[Opening SUPPLIED DATA section]
PR #397, opened 2023-12-13
Update go dependencies

MusicDin:
Update go dependencies. 

LXD is updated to release 5.19 (2023.10.19 09:52:45 [bad7f0beadba](https://github.com/canonical/lxd/commit/bad7f0beadba8c26eaa9329a5f67abb835d80004)) to avoid any potential issues with the recent license change.


adamcstephens:
Should we also add a replace to prevent someone from running `go get -u` accidentally upgrading this module?

I’m also a bit curious on how this will impact our ability to support lxd moving forward.

MusicDin:
> Should we also add a replace to prevent someone from running go get -u accidentally upgrading this module?

Nice suggestion, didn't even know that exists. I've tried that locally, but am not sure how `replace` is supposed to work?

```
replace github.com/canonical/lxd => github.com/canonical/lxd v0.0.0-20231019095245-bad7f0beadba

require (
	github.com/canonical/lxd v0.0.0-20231019095245-bad7f0beadba
	...
)
```

So if I run `go get -u`, it still replaces the required dependency with `github.com/canonical/lxd v0.0.0-20231212150554-000b1ab2a9e1`. Am I missing something? 

> I’m also a bit curious on how this will impact our ability to support lxd moving forward.

I've already inquired about this and will report back once its clarified. However, I would stick with 5.19 until then, just to be on the safe side.

simondeziel:
Incus' `lxd-to-incus` used a slightly different commit https://github.com/canonical/lxd/pull/12417/commits/ff5926c3b519757ba1aec04a253d3c3fb980f84b vs https://github.com/canonical/lxd/commit/bad7f0beadba8c26eaa9329a5f67abb835d80004 which is the "merge commit".

It's probably not relevant but it might save someone else the investigation if we used the same commit.

MusicDin:
> > I’m also a bit curious on how this will impact our ability to support lxd moving forward.

> I've already inquired about this and will report back once its clarified. However, I would stick with 5.19 until then, just to be on the safe side.

Third-party integrations should be allowed to use non-modified shared LXD packages without a need for re-licensing. So, nothing should change on our side in the future. 

However, since there are no changes in 5.20 that affect the provider, I propose we stick with 5.19 anyway, at least until this is officially clarified by Canonical.

MusicDin:
@simondeziel I've fixed the target commit as you have suggeseted.

simondeziel (approved):

PR #407, opened 2023-12-22
Wait exec output to be flushed and use -1 as default exec exit code

MusicDin:
Just a small improvement for exec:
- Wait for output to be flushed, so that we do not lose any output
- Use `-1` as default exec exit code, so that we can easily differentiate between command error and exec request error.

It also temporary disables the exit code check in one the exec tests. This is a regression in 5.19 and has been fixed in 5.20. As an alternative, we can use 5.18 client instead.

### DIFF
--- a/internal/common/lxd_exec.go
+++ b/internal/common/lxd_exec.go
@@ -62,34 +62,41 @@ func (e *ExecModel) Execute(ctx context.Context, server lxd.InstanceServer, inst
 		errBuf = utils.NewDiscardCloser()
 	}
 
-	execArgs := &lxd.InstanceExecArgs{
-		Stdout: outBuf,
-		Stderr: errBuf,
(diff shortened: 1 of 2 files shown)


simondeziel (approved):

tomponline:
@MusicDin @simondeziel can we add tests to the lxd test suite that test for the regression that occurred in lxd 5.19 to avoid it happening again?

simondeziel:
@tomponline we are planning to extend the LXD CI jobs on GH to pull the Terraform provider and run its testsuite there. I think that would have caught this but Din can confirm/infirm.

tomponline:
Mmm yeah let's discuss that, not 100% sure about that.

But we should have the lxd test suite itself be bolstered to test for things that this suite is testing for, rather than depend on yet another external dependency.

PR #413, opened 2024-01-12
Exec trigger and enabled attributes

MusicDin:
This PR modifies `exec` resource by replacing `triggers` (list of arbitrary string) with `trigger` and `enabled` attributes.

Attribute `trigger` has currently three possible values:
+ `on_change` (default) - Executes the command whenever the instance resource changes.
+ `on_start` - Executes the command on instance start.
+ `once` - Executes the command only once.
  
Setting attribute `enabled` to false, prevents the command from being executed.

In addition, list of exec blocks is converted into a map attribute (`execs`). If an exec is inserted at the beginning of the list, we cannot map blocks from the state with the blocks from the plan. This makes trigger `once` *impossible* to implement. In addition, order of execution is now defined alphabetically based on map keys.

We could still use exec blocks and add id attribute to them. IMO blocks look cleaner, but with maps is easier to reference specific exec (especially in case when order changes). Any thoughts?

### DIFF
--- a/docs/resources/instance.md
+++ b/docs/resources/instance.md
@@ -98,6 +98,8 @@ resource "lxd_instance" "container2" {
 
 * `file` - *Optional* - File to upload to the instance. See reference below.
 
+* `execs` - *Optional* - Map of exec commands to run within the instance. See reference below.
+
 * `limits` - *Optional* - Map of key/value pairs that define the
 	[instance resources limits](https://documentation.ubuntu.com/lxd/en/latest/reference/instance_options/#resource-limits).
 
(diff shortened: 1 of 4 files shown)


docs/resources/instance.md
```diff
@@ -141,12 +143,19 @@ The `file` block supports:
...
+  Defaults to `true`.
+
+* `trigger` - *Optional* - Determines when the command should be executed.
+  Available values are:
+  + `on_change` (default) - Executes the command whenever the instance resource changes.
+  + `on_start` - Executes the command on instance start. Note that the command will **not** be executed
+    if the instance is started outside of Terraform.
+  + `once` - Executes the command only once.
 
 * `environment` - *Optional* - Map of additional environment variables.
```
matifali, line 160: Are the environment variables injected into the container or are only available for the command?

MusicDin: Environment variables specified within the exec command are exclusive to that command and are not accessible elsewhere. To apply environment variables at the instance level, they must be defined in the `config`. 

For example:
```hcl
resource "lxd_instance" "inst" {
  name      = "c1"
  image     = "ubuntu-daily:22.04"

  config = {
    "environment.MY_ENV" = "value123"
  }

  execs = {
    "1" = {
      command       = ["sh", "-c", "echo $MY_ENV"]
      record_output = true
    }
  }
}

output "exec-output" {
  value = lxd_instance.inst.execs["1"].stdout # "value123\n"
}
```

LXD docs: https://documentation.ubuntu.com/lxd/en/latest/instance-exec/#environment

matifali: Great Thank you :)

simondeziel (approved):

PR #424, opened 2024-01-25
Generate unique names for test resources

MusicDin:
Occasionally the tests fail because the duplicate name gets generated for multiple test resources of the same type. This PR just wraps the `petname.Generate()` and generates a random string suffix if requested word count is more then 1.

### DIFF
--- a/internal/acctest/testutils.go
+++ b/internal/acctest/testutils.go
@@ -1,0 +1,28 @@
+package acctest
+
+import (
+	"math/rand"
+
+	petname "github.com/dustinkirkland/golang-petname"
+)
+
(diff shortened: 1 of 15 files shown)


simondeziel (commented):
Do you think it'd be enough to move from 2 to 3 words (`petname.Generate(3, "-")`) instead?

simondeziel:
`petname.Generate()` uses only 6 letter words by default it seems but we could bump that to 8-9.

MusicDin:
I would avoid relying on longer names, because in some cases it may be practical to test with shorter strings and we will run into same issue again. However, I agree that we should just keep it simple.

simondeziel (approved):

PR #426, opened 2024-01-30
github: remove DCO check replaced by DCO app

simondeziel:
This was tested by first pushing a commit without any `Signed-off-by` line in it. It properly flagged it as failing the DCO check.


simondeziel:
@MusicDin any idea why `5.0/edge` is broken?

MusicDin:
From the logs, it seems that the instance is having issues being stopped, but I'm not sure why. I've tried quickly reproducing it locally, but without any success. Will have to take a closer look at this.

MusicDin:
Seems that the issue is not consistent, which will be a bit tricky to investigate. I've filled an issue for this (#428), so we can get this PR merged.

MusicDin (approved):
[Closing SUPPLIED DATA section]
* [EXERCISE]:
Retype each line above, keeping every character.

* [ANSWER SPACE]:
PR #397, opened 2023-12-13
Update go dependencies

MusicDin:
Update go dependencies. 

LXD is updated to release 5.19 (2023.10.19 09:52:45 [bad7f0beadba](https://github.com/canonical/lxd/commit/bad7f0beadba8c26eaa9329a5f67abb835d80004)) to avoid any potential issues with the recent license change.


adamcstephens:
Should we also add a replace to prevent someone from running `go get -u` accidentally upgrading this module?

I’m also a bit curious on how this will impact our ability to support lxd moving forward.

MusicDin:
> Should we also add a replace to prevent someone from running go get -u accidentally upgrading this module?

Nice suggestion, didn't even know that exists. I've tried that locally, but am not sure how `replace` is supposed to work?

```
replace github.com/canonical/lxd => github.com/canonical/lxd v0.0.0-20231019095245-bad7f0beadba

require (
	github.com/canonical/lxd v0.0.0-20231019095245-bad7f0beadba
	...
)
```

So if I run `go get -u`, it still replaces the required dependency with `github.com/canonical/lxd v0.0.0-20231212150554-000b1ab2a9e1`. Am I missing something? 

> I’m also a bit curious on how this will impact our ability to support lxd moving forward.

I've already inquired about this and will report back once its clarified. However, I would stick with 5.19 until then, just to be on the safe side.

simondeziel:
Incus' `lxd-to-incus` used a slightly different commit https://github.com/canonical/lxd/pull/12417/commits/ff5926c3b519757ba1aec04a253d3c3fb980f84b vs https://github.com/canonical/lxd/commit/bad7f0beadba8c26eaa9329a5f67abb835d80004 which is the "merge commit".

It's probably not relevant but it might save someone else the investigation if we used the same commit.

MusicDin:
> > I’m also a bit curious on how this will impact our ability to support lxd moving forward.

> I've already inquired about this and will report back once its clarified. However, I would stick with 5.19 until then, just to be on the safe side.

Third-party integrations should be allowed to use non-modified shared LXD packages without a need for re-licensing. So, nothing should change on our side in the future. 

However, since there are no changes in 5.20 that affect the provider, I propose we stick with 5.19 anyway, at least until this is officially clarified by Canonical.

MusicDin:
@simondeziel I've fixed the target commit as you have suggeseted.

simondeziel (approved):

PR #407, opened 2023-12-22
Wait exec output to be flushed and use -1 as default exec exit code

MusicDin:
Just a small improvement for exec:
- Wait for output to be flushed, so that we do not lose any output
- Use `-1` as default exec exit code, so that we can easily differentiate between command error and exec request error.

It also temporary disables the exit code check in one the exec tests. This is a regression in 5.19 and has been fixed in 5.20. As an alternative, we can use 5.18 client instead.

### DIFF
--- a/internal/common/lxd_exec.go
+++ b/internal/common/lxd_exec.go
@@ -62,34 +62,41 @@ func (e *ExecModel) Execute(ctx context.Context, server lxd.InstanceServer, inst
 		errBuf = utils.NewDiscardCloser()
 	}
 
-	execArgs := &lxd.InstanceExecArgs{
-		Stdout: outBuf,
-		Stderr: errBuf,
(diff shortened: 1 of 2 files shown)


simondeziel (approved):

tomponline:
@MusicDin @simondeziel can we add tests to the lxd test suite that test for the regression that occurred in lxd 5.19 to avoid it happening again?

simondeziel:
@tomponline we are planning to extend the LXD CI jobs on GH to pull the Terraform provider and run its testsuite there. I think that would have caught this but Din can confirm/infirm.

tomponline:
Mmm yeah let's discuss that, not 100% sure about that.

But we should have the lxd test suite itself be bolstered to test for things that this suite is testing for, rather than depend on yet another external dependency.

PR #413, opened 2024-01-12
Exec trigger and enabled attributes

MusicDin:
This PR modifies `exec` resource by replacing `triggers` (list of arbitrary string) with `trigger` and `enabled` attributes.

Attribute `trigger` has currently three possible values:
+ `on_change` (default) - Executes the command whenever the instance resource changes.
+ `on_start` - Executes the command on instance start.
+ `once` - Executes the command only once.
  
Setting attribute `enabled` to false, prevents the command from being executed.

In addition, list of exec blocks is converted into a map attribute (`execs`). If an exec is inserted at the beginning of the list, we cannot map blocks from the state with the blocks from the plan. This makes trigger `once` *impossible* to implement. In addition, order of execution is now defined alphabetically based on map keys.

We could still use exec blocks and add id attribute to them. IMO blocks look cleaner, but with maps is easier to reference specific exec (especially in case when order changes). Any thoughts?

### DIFF
--- a/docs/resources/instance.md
+++ b/docs/resources/instance.md
@@ -98,6 +98,8 @@ resource "lxd_instance" "container2" {
 
 * `file` - *Optional* - File to upload to the instance. See reference below.
 
+* `execs` - *Optional* - Map of exec commands to run within the instance. See reference below.
+
 * `limits` - *Optional* - Map of key/value pairs that define the
 	[instance resources limits](https://documentation.ubuntu.com/lxd/en/latest/reference/instance_options/#resource-limits).
 
(diff shortened: 1 of 4 files shown)


docs/resources/instance.md
```diff
@@ -141,12 +143,19 @@ The `file` block supports:
...
+  Defaults to `true`.
+
+* `trigger` - *Optional* - Determines when the command should be executed.
+  Available values are:
+  + `on_change` (default) - Executes the command whenever the instance resource changes.
+  + `on_start` - Executes the command on instance start. Note that the command will **not** be executed
+    if the instance is started outside of Terraform.
+  + `once` - Executes the command only once.
 
 * `environment` - *Optional* - Map of additional environment variables.
```
matifali, line 160: Are the environment variables injected into the container or are only available for the command?

MusicDin: Environment variables specified within the exec command are exclusive to that command and are not accessible elsewhere. To apply environment variables at the instance level, they must be defined in the `config`. 

For example:
```hcl
resource "lxd_instance" "inst" {
  name      = "c1"
  image     = "ubuntu-daily:22.04"

  config = {
    "environment.MY_ENV" = "value123"
  }

  execs = {
    "1" = {
      command       = ["sh", "-c", "echo $MY_ENV"]
      record_output = true
    }
  }
}

output "exec-output" {
  value = lxd_instance.inst.execs["1"].stdout # "value123\n"
}
```

LXD docs: https://documentation.ubuntu.com/lxd/en/latest/instance-exec/#environment

matifali: Great Thank you :)

simondeziel (approved):

PR #424, opened 2024-01-25
Generate unique names for test resources

MusicDin:
Occasionally the tests fail because the duplicate name gets generated for multiple test resources of the same type. This PR just wraps the `petname.Generate()` and generates a random string suffix if requested word count is more then 1.

### DIFF
--- a/internal/acctest/testutils.go
+++ b/internal/acctest/testutils.go
@@ -1,0 +1,28 @@
+package acctest
+
+import (
+	"math/rand"
+
+	petname "github.com/dustinkirkland/golang-petname"
+)
+
(diff shortened: 1 of 15 files shown)


simondeziel (commented):
Do you think it'd be enough to move from 2 to 3 words (`petname.Generate(3, "-")`) instead?

simondeziel:
`petname.Generate()` uses only 6 letter words by default it seems but we could bump that to 8-9.

MusicDin:
I would avoid relying on longer names, because in some cases it may be practical to test with shorter strings and we will run into same issue again. However, I agree that we should just keep it simple.

simondeziel (approved):

PR #426, opened 2024-01-30
github: remove DCO check replaced by DCO app

simondeziel:
This was tested by first pushing a commit without any `Signed-off-by` line in it. It properly flagged it as failing the DCO check.


simondeziel:
@MusicDin any idea why `5.0/edge` is broken?

MusicDin:
From the logs, it seems that the instance is having issues being stopped, but I'm not sure why. I've tried quickly reproducing it locally, but without any success. Will have to take a closer look at this.

MusicDin:
Seems that the issue is not consistent, which will be a bit tricky to investigate. I've filled an issue for this (#428), so we can get this PR merged.

MusicDin (approved):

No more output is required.